_What to do_. Set down the complete data exactly as it appears below.

_Collected material_.
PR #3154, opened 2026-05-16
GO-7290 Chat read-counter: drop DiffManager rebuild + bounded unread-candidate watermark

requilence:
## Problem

_Solution to the problem_.
PR #3154, opened 2026-05-16
GO-7290 Chat read-counter: drop DiffManager rebuild + bounded unread-candidate watermark

requilence:
## Problem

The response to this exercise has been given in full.